Na koniec zapytaliśmy prezesa Królewskiego o innego typu problem kadrowy drużyny - o zawodnika, który od dłuższego czasu jest w Wiśle niechciany, a jednocześnie mocno obciąża budżet. Chodzi o ściągniętego do klubu jeszcze za czasów kadencji dyrektora Tomasza Pasiecznego Macedończyka Enisa Fazlagicia. Na początku roku Wiśle udało się wypożyczyć tego pomocnika do Górnika Łęczna, ale po powrocie dalej nie łapie się on nawet na ławkę. Trener Moskal w żadnej mierze na niego nie stawia. Nie udało się też znaleźć mu kolejnego wypożyczenia.
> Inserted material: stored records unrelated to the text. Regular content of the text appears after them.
Issue #382, opened 2026-02-21
[File format] MathML


bas1licate:
**Describe the file format**
MathML is an XML-based **Math**ematical **M**arkup **L**anguage used for displaying mathematical equations in XML-based file formats. it's most common use is embedded in HTML documents via the <math> tag.

**Describe the expected behavior**
MathML (.mml) (application/mathml+xml) can easily be converted to HTML by wrapping it in a <math> tag if everything isn't already, which can be done with parsing on the more simple side, but converting to it from HTML would be a more difficult problem to solve. it could also potentially be converted to/from LaTeX, although you would have to write a parser for that.

**Provide reference implementations**
specification is available at https://w3.org/TR/MathML. if/when a new version that is significant enough releases, i may open an issue to update any attached parsers if needed, although the MathML to HTML "parser" that checks if everything is inside a <math> tag and wraps whatever isn't in one likely wouldn't need updating after it's finished.

**Do you plan on implementing this yourself?**
I would try to implement basic capability myself (no-parsing method, which would then be replaced by the somewhat simple parsing if i could figure it out) if i knew how to implement a format. Once I figure out how, I will very likely try to implement it myself. (update: i tried. my implementation sucked so it was scrapped. there's always next time.)

**Additional context**
the idea for conversion to/from LaTeX came from it being a way to get similar mathematical equation capabilities to that in HTML. it shouldn't be too hard to implement converting from MathML to other formats. converting to MathML from other formats will likely mean a loss of formatting, unless a way is found to somehow preserve formatting. while typically inline, it also supports blocks via the display attribute.

p2r3:
> if i knew how to implement a format

Check out the readme, it has an example and a few key pointers to get you going.

bas1licate:
since i added in the "Once i figure out how" part, i've been working on something. i'll say when it's done

bas1licate:
mmlwrap is done. requesting pull if that's ok with you (although technically i won't request it until i'm sure it's ok with you or if enough time passes without a response)

bas1licate:
it's been enough time by now.

bas1licate:
#390 is up

bas1licate:
small update, since @matan-h told me about an implementation that should be very easy over in #390 , i think we can close this issue either now or when that pr is done.

waiting on feedback and/or green-light/go-ahead from you @p2r3

bas1licate:
[...]

PR #390, opened 2026-02-21
add MathML capability (using pandoc, and with a basic MathML to HTML converter as backup if that fails)

bas1licate:
basic MathML capability through embedding the entire thing inside an html <math> tag.

### DIFF
--- a/src/handlers/mmlwrap.ts
+++ b/src/handlers/mmlwrap.ts
@@ -22,7 +22,7 @@ class mmlwrapHandler implements FormatHandler {
       // Alternatively, if you need a custom format, define it like so:
       {
         name: "Mathematical Markup Language (MathML)",
-        format: "MathML",
+        format: "MathML (wrap)",
         extension: "mml",
         mime: "application/mathml+xml",
         from: true,


bas1licate:
(note: the secomd commit is a byproduct of syncing the fork)

matan-h:
isn't it better to use pandoc, since we already include that and it have good quality support for MathML?

urls:  
* https://leancrew.com/all-this/2025/05/mathml-with-pandoc/
* https://pandoc.org/demo/example33/3.6-math-rendering-in-html.html

bas1licate:
that actually sounds like a great idea for converting to MathML, which i initially expected to be harder to implement than converting from MathML due to not knowing of any existing solutions.
mathwrap.ts is a temporary file used to add basic MathML to HTML conversion, and i should mention that it is temporary until i can make a more proper one, which can be under the same or a different name.

bas1licate:
@matan-h if it concerns you i added adding pandoc to this.
(also the 5th commit, and any commits that say the same thing 2nd and 5th say, is yet again brought on by syncing fork)

matan-h:
sorry, I meant this project already have pandoc hander [here](https://github.com/p2r3/convert/blob/34b69a18f6c7603ea975a6684de49af047796fbf/src/handlers/pandoc.ts#L6) and the [pandoc.wasm](https://github.com/p2r3/convert/blob/34b69a18f6c7603ea975a6684de49af047796fbf/vite.config.js#L21) file. there is no need to re-add it as a submodule. I suggested you can use that, to better convert MathML to html and back with full spec support. I don't really understand MathML format, so feel free to ignore me :)

bas1licate:
@matan-h it should work, probably.
and if it does work, we can close #382 by the time this pr is done

bas1licate:
i was going to delete mmlwrap.ts, but instead i'll just keep it as a backup incase pandoc fails to convert.

p2r3:
???
This was a spectacular breakdown in communication.

According to the links posted by @matan-h, Pandoc does indeed seem to support MathML. And, according to those same links, it's an _option_ for the input, not a separate file format. _If it were_ a separate file format, it would already show up on the list. WASM Pandoc exposes all of the formats it supports automatically:
https://github.com/p2r3/convert/blob/2eaaa295a6ec86222e43ac031e9a7ec6362d6252/src/handlers/pandoc.ts#L166-L167 The `formatNames` and `formatExtensions` arrays are only there to assign these formats neat labels and appropriate file extensions.

That's why I'm incredibly confused by this commit - fa0d203faf793ab2aa8888c4214c6267c6f3dbec. Why did you think that giving it a name and extension would straight up implement it? Rather, how did you not notice that it _didn't_ implement it? Surely you would've tested your change??

Anyway, yes, I do believe that the correct solution is to implement MathML support through Pandoc. I don't really see much of a reason for this standalone handler to exist if the "elegant" variant is already built into the program, gated only by a flag and a bit of scaffolding.

I'm closing this in favor of an implementation that just uses Pandoc correctly.

bas1licate:
ok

- Niech się agent Fazlagicia weźmie do roboty! - zaapelował po naszym pytaniu prezes Wisły. - Jeśli jest jakiś podręcznik na temat tego, jak agenci niszczą ludziom karierę, to przykładem jest agent Fazlagicia. Nie chodzi o fakt, że ktoś chce go wygonić z klubu czy nie płacić mu. Ale ten człowiek nawet nie pracuje na to, żeby dać się zawodnikowi rozwijać. Nie dostaliśmy ani jednej oferty od człowieka, który Fazlagicia reprezentuje, żeby powiedział: znaleźliśmy klub, który go będzie rozwijał, bo w Wiśle sobie chłopak nie radzi.
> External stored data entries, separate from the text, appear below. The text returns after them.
PR #392, opened 2026-02-21
added german lang support and fixed some bugs

Ben-bit-code208:


eilon40:
I think it might be better to handle the languages using JavaScript instead of creating separate new HTML files, because any change in the HTML would require updating additional files as well.

p2r3:
We're currently not accepting any UI changes until #73 is finished.

Also, as @eilon40 said, we should first develop a proper localization system and _then_ localize. (I'm also not sure what "bugs" were fixed? Seems like you just made a few inconsequential config changes.)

Zapytaliśmy więc, czy działacze Wisły próbowali rozmawiać z Macedończykiem bezpośrednio. - Tak, on ma cały czas kontakt ze sztabem - odparł Królewski. Trzeba bowiem przyznać, że 24-letni gracz sprawia wrażenie mocno zagubionego w sytuacji, w jakiej się znalazł. - Nie możemy też wykonywać pracy za agentów, którzy są bliżej w relacjach z zawodnikami. Również formalne aspekty działania na to nie pozwalają - zastrzegał prezes.